Both the line below containing "Great work!" and the line containing "joelverhagen, line 8: RE: my", along with every line between them, should be repeated exactly; no other line belongs in the answer.

◆ **Dataset records**
Segment Open

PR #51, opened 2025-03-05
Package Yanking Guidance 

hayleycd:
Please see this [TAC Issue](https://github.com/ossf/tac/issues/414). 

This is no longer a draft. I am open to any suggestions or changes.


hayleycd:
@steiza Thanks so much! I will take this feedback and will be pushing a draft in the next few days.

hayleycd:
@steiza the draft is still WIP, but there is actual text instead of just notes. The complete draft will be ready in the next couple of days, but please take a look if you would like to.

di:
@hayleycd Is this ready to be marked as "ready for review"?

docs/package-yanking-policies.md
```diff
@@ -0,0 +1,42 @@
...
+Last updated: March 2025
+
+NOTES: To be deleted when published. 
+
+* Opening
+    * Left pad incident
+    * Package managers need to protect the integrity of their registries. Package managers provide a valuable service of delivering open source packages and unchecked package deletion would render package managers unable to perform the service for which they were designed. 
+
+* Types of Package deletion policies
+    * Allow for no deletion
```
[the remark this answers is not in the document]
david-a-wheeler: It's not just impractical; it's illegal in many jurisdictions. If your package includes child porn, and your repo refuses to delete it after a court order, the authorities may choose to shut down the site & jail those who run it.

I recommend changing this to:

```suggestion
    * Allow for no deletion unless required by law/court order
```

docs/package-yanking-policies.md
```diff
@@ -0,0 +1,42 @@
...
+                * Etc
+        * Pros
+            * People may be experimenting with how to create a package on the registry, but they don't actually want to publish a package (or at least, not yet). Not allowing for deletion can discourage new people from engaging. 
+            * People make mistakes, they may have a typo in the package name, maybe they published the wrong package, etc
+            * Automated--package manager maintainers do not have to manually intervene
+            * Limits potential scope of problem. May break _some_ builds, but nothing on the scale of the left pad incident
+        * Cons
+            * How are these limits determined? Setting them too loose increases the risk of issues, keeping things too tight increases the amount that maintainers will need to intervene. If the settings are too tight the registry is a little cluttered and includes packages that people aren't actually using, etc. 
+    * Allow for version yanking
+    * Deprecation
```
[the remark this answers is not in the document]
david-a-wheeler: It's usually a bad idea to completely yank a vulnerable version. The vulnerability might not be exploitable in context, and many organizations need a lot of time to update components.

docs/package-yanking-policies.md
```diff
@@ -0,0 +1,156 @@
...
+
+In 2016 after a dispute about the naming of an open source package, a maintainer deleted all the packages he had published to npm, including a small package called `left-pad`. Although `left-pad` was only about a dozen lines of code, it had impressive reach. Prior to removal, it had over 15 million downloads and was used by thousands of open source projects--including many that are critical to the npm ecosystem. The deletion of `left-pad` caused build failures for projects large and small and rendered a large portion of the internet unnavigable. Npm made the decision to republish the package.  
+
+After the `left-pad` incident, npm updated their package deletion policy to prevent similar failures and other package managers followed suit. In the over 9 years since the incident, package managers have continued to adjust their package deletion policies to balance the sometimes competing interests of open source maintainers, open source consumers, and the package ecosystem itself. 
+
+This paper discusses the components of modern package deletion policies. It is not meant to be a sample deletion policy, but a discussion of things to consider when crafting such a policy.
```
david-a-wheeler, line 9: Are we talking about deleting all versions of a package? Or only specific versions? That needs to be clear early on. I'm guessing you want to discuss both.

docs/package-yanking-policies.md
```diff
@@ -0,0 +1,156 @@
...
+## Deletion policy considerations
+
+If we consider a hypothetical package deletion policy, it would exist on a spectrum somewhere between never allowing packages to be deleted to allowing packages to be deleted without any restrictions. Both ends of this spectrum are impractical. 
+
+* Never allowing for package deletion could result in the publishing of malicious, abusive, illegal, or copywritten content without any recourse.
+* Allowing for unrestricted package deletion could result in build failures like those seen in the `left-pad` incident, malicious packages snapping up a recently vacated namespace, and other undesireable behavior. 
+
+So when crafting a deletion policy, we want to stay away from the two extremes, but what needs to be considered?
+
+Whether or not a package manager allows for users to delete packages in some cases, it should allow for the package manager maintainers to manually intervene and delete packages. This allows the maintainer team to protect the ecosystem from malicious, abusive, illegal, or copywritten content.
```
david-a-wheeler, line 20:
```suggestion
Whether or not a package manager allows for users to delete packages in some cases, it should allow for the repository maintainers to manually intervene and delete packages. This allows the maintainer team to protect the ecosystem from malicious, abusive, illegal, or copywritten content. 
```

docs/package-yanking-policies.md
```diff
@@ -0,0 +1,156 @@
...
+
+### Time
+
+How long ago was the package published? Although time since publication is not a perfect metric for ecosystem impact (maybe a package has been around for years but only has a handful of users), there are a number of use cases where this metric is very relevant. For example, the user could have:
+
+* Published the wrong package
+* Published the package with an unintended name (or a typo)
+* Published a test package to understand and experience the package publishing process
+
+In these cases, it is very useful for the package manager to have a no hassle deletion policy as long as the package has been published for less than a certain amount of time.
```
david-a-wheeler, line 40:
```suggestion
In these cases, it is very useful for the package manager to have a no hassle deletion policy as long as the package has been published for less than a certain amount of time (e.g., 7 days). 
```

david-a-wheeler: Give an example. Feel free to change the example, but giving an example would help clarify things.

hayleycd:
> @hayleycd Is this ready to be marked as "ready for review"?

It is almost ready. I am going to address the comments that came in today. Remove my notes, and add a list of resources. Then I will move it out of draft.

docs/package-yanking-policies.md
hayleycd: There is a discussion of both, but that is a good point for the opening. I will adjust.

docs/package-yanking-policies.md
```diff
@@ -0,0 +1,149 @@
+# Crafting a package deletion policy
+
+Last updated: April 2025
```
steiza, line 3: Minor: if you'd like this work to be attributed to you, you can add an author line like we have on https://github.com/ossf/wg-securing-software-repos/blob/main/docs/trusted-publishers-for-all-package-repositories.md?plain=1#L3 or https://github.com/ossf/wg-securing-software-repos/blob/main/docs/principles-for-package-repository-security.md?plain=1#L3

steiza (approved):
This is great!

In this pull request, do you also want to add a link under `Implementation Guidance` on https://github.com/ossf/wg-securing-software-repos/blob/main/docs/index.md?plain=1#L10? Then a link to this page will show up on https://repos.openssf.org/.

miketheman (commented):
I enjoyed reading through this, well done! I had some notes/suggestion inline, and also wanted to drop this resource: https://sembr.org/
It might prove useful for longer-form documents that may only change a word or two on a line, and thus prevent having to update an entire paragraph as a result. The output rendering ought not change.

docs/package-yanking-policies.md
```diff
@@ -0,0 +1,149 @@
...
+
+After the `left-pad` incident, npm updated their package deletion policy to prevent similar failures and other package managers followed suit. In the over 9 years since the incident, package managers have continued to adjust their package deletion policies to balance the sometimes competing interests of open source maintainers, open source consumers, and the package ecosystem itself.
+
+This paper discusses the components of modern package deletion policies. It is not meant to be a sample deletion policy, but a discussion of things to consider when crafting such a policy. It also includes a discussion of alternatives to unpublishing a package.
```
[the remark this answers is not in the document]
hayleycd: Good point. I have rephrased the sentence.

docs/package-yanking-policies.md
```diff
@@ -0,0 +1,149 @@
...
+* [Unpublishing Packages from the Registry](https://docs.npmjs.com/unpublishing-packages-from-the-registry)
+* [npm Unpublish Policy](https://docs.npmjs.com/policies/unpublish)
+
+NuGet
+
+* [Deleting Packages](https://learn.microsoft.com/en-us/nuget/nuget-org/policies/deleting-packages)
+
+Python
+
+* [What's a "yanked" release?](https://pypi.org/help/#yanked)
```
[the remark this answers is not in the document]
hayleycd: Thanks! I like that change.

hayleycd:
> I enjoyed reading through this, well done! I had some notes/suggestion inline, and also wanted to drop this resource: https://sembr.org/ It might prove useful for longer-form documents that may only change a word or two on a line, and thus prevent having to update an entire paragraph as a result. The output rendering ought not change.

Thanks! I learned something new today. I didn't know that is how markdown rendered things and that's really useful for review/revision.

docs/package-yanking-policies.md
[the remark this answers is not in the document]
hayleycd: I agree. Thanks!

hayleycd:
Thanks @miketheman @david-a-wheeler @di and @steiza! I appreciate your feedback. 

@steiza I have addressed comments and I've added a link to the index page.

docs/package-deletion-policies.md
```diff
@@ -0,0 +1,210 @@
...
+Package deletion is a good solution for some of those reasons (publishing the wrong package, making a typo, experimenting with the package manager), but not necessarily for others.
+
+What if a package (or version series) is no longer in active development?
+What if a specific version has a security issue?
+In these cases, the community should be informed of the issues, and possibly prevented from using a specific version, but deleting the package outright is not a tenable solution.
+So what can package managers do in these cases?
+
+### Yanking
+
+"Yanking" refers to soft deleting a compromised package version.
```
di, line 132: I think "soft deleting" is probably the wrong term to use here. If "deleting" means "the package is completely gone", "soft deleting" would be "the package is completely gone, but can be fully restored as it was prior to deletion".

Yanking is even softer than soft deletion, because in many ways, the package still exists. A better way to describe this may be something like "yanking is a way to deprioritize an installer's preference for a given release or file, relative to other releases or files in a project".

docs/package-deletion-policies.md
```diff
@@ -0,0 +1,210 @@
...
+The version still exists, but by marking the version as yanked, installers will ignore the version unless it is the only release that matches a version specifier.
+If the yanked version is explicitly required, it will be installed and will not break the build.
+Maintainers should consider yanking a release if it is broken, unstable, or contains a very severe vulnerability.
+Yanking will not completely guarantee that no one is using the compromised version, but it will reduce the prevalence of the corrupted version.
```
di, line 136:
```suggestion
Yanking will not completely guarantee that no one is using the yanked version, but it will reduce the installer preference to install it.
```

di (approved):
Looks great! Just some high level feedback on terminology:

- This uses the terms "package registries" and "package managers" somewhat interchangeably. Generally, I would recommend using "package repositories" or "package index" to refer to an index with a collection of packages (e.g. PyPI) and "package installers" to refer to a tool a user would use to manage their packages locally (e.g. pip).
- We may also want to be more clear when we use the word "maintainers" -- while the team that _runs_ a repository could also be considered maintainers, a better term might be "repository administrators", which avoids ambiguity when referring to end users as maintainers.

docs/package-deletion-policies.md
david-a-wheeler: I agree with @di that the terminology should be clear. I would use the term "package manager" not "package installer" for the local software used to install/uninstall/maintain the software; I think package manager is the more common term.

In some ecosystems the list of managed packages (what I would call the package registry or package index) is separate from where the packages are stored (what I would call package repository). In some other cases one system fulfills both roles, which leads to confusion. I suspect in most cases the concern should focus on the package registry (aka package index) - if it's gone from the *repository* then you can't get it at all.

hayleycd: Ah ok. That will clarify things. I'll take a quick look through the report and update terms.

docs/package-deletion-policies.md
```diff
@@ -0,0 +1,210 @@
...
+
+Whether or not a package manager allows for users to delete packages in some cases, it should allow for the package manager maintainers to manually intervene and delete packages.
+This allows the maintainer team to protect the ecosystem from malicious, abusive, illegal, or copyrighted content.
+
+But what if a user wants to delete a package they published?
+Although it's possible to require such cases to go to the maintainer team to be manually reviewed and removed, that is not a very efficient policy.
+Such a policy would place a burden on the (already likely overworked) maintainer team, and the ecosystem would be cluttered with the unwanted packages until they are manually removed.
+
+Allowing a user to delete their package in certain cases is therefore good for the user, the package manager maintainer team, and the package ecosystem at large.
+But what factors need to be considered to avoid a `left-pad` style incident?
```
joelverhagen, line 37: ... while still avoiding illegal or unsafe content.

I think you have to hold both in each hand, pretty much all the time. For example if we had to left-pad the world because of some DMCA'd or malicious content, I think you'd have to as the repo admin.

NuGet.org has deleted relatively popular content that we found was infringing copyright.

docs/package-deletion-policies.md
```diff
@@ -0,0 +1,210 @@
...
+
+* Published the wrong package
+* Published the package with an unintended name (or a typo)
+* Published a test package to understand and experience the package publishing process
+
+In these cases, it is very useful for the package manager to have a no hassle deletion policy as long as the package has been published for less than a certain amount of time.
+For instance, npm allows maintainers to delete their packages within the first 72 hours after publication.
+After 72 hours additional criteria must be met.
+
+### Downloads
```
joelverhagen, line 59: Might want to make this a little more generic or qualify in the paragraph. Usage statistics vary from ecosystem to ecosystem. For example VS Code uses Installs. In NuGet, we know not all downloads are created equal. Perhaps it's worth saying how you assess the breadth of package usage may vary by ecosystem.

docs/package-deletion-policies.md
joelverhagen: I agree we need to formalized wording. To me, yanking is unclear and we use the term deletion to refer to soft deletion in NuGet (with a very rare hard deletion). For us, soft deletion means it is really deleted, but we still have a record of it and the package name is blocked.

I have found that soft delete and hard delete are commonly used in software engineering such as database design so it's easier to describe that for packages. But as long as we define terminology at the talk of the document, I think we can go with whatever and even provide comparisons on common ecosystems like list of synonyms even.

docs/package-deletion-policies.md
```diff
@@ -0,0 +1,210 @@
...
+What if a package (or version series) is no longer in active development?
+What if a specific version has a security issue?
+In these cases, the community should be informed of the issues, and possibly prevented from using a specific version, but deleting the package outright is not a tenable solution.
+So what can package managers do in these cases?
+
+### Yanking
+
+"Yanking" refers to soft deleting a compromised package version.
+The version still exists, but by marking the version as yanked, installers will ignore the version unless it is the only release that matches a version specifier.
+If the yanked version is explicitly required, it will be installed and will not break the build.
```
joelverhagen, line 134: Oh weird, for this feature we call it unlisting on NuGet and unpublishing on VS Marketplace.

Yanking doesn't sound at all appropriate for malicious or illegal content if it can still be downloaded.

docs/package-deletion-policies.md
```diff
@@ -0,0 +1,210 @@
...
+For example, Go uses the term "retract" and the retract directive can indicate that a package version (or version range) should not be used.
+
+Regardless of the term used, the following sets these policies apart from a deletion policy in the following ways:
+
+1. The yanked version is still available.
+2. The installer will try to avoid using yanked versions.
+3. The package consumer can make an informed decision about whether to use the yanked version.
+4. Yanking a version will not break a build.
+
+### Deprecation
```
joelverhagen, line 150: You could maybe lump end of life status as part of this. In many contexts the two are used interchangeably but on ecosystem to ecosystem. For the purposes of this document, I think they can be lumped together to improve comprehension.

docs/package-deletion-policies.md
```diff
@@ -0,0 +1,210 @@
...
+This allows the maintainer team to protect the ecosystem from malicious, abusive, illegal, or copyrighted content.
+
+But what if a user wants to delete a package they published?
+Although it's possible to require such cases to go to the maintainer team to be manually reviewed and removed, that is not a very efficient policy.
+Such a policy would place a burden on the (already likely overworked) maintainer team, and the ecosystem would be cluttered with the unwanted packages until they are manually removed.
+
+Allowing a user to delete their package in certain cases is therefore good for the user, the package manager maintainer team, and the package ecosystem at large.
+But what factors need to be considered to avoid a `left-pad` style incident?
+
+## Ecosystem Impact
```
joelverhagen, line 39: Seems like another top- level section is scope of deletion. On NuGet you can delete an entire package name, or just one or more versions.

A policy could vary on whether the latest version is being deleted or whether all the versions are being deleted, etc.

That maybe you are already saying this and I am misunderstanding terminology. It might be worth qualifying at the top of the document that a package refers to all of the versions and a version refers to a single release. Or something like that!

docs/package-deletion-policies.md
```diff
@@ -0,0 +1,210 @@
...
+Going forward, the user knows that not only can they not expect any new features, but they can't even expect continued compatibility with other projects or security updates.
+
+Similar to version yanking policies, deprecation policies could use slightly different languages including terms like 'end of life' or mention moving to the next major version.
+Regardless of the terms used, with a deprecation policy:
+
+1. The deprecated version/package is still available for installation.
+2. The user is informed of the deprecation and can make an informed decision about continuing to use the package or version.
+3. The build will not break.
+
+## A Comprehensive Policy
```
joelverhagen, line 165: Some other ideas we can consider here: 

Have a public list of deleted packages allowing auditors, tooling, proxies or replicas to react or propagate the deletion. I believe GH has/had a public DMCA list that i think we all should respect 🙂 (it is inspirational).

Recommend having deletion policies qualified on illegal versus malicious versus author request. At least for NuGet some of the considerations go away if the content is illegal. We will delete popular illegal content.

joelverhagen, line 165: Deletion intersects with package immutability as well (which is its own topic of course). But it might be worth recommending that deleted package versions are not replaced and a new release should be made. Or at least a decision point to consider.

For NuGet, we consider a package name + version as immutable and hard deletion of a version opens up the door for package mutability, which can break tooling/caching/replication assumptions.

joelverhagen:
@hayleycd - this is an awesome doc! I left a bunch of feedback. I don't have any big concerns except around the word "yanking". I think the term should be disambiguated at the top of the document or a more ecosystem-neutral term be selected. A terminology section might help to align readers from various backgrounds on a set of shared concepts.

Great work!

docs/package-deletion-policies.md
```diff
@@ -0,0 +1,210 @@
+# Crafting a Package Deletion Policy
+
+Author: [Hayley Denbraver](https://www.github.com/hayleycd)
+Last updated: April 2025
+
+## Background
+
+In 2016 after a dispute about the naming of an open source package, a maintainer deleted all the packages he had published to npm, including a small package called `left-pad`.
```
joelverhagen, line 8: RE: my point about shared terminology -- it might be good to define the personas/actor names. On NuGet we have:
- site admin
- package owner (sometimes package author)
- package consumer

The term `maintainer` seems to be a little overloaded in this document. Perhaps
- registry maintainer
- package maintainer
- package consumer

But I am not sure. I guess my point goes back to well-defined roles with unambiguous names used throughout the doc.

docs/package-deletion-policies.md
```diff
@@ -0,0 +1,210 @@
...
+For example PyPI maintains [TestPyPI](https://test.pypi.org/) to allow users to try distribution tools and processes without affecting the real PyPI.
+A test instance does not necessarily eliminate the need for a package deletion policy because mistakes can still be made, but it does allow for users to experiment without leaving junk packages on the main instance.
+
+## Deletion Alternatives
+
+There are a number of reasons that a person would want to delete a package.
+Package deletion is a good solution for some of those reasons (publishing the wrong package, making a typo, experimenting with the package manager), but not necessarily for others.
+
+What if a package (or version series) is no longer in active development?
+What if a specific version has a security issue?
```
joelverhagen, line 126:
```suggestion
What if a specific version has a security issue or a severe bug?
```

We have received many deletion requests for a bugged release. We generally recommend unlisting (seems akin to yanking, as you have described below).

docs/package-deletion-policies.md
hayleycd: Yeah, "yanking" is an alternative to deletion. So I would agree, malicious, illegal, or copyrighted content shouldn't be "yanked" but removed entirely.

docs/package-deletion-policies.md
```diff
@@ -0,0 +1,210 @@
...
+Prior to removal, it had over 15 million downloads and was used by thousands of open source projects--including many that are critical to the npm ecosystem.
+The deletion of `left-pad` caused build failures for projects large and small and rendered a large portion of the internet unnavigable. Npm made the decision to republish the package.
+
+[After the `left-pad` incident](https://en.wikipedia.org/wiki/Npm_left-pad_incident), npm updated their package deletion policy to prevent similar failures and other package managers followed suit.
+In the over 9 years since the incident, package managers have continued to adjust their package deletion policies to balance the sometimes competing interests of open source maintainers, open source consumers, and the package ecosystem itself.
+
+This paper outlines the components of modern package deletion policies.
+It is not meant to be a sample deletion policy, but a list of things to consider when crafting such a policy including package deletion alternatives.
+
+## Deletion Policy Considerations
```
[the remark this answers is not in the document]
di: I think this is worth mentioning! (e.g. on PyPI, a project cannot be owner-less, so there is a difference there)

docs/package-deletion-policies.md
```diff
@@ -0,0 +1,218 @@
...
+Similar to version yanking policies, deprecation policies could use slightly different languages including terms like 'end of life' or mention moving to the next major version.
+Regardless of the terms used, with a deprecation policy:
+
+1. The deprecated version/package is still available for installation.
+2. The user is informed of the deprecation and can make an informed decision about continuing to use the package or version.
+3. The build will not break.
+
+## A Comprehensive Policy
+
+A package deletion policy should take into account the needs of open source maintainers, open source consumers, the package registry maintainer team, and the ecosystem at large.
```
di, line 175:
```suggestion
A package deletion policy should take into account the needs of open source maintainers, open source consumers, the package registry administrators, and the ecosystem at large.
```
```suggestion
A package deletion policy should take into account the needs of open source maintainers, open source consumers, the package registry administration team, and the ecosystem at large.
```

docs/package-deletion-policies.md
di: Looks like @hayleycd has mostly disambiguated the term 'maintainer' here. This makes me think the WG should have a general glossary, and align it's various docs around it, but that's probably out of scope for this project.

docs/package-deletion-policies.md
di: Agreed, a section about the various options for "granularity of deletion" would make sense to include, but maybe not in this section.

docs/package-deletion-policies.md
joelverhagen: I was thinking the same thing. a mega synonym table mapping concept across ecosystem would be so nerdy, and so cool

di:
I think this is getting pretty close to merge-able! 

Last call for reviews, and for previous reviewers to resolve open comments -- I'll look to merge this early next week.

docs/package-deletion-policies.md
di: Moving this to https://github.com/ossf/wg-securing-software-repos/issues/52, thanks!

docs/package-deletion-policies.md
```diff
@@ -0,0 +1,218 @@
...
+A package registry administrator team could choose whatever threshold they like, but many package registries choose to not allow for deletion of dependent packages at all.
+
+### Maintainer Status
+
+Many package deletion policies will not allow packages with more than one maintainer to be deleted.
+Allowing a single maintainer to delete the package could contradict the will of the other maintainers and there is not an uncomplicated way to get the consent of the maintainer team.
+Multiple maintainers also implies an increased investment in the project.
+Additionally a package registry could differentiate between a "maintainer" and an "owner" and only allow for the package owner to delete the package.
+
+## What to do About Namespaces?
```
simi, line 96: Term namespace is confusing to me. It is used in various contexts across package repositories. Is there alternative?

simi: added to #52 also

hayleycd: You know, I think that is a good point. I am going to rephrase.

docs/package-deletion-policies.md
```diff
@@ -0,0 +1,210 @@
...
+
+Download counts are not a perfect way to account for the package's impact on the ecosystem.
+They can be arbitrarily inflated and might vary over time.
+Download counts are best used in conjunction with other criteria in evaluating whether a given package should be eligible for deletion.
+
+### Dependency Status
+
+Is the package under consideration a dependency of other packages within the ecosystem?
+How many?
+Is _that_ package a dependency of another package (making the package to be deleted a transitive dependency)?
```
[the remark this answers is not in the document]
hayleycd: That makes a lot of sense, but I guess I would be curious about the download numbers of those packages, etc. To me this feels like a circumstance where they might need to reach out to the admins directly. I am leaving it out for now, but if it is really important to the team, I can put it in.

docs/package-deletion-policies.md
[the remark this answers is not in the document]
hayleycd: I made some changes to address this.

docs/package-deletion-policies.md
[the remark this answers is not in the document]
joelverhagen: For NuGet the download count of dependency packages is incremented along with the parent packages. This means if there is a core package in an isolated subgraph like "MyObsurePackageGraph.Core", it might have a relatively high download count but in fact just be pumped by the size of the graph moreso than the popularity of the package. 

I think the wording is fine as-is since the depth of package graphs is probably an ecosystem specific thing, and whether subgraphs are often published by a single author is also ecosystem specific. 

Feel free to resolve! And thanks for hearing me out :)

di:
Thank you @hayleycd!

Segment Closed
Segment Open

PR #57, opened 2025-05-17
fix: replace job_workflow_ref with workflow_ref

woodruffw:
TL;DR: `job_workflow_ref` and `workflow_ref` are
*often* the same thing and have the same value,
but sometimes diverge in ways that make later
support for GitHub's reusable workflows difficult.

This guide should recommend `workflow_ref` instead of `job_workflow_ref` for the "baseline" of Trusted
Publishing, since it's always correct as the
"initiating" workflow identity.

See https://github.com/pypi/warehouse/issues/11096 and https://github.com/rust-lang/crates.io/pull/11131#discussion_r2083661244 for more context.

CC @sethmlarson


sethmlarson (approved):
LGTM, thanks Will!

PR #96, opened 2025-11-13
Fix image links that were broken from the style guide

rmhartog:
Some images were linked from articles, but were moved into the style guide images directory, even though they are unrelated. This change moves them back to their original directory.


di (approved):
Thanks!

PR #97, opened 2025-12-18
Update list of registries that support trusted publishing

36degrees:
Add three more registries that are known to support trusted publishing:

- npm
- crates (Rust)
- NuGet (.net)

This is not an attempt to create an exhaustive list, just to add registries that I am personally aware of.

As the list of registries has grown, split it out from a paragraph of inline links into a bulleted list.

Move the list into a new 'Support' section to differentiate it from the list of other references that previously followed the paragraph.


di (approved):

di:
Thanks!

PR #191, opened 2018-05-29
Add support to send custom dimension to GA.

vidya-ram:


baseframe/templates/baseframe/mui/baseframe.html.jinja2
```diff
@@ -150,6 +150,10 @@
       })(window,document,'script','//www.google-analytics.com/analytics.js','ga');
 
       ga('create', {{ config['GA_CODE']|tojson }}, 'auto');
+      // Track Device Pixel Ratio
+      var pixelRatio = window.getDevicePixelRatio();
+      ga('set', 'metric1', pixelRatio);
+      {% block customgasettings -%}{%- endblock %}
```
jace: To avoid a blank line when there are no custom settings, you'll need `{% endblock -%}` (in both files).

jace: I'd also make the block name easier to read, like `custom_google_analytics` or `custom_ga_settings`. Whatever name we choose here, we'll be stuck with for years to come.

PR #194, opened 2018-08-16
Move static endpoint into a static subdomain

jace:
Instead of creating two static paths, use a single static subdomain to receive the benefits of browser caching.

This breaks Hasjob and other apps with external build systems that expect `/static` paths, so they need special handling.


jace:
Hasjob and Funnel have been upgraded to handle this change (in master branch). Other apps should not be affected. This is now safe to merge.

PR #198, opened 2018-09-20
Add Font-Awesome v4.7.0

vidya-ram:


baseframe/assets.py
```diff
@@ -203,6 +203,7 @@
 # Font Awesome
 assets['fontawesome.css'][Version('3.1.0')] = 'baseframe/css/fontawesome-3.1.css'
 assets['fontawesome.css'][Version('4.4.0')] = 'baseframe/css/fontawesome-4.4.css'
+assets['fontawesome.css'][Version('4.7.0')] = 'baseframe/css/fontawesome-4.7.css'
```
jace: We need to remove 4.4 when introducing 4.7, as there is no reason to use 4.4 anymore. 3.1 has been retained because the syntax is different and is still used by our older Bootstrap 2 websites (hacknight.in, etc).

Segment Closed

◆ **Result of this task**
Great work!

docs/package-deletion-policies.md
```diff
@@ -0,0 +1,210 @@
+# Crafting a Package Deletion Policy
+
+Author: [Hayley Denbraver](https://www.github.com/hayleycd)
+Last updated: April 2025
+
+## Background
+
+In 2016 after a dispute about the naming of an open source package, a maintainer deleted all the packages he had published to npm, including a small package called `left-pad`.
```
joelverhagen, line 8: RE: my point about shared terminology -- it might be good to define the personas/actor names. On NuGet we have:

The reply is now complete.